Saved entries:
PR #6069, opened 2021-10-23
feat: aevc sound and others

hotshotp:
Fixes #[issue_no]

## Summary of Changes

This PR is huge and took me a while, I hope everyone enjoys it. Here are the changes:

-The AEVC now has override configurations. It has all of the configurations modeled on interior and exterior, including correct fan and valve locations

GOAL OF THE EXERCISE: Lines from the one containing "Fixes #[issue_no]" through the end of the entries above must be copied exactly; include both ends and no other lines.

RESPONSE:
Fixes #[issue_no]

## Summary of Changes

This PR is huge and took me a while, I hope everyone enjoys it. Here are the changes:

-The AEVC now has override configurations. It has all of the configurations modeled on interior and exterior, including correct fan and valve locations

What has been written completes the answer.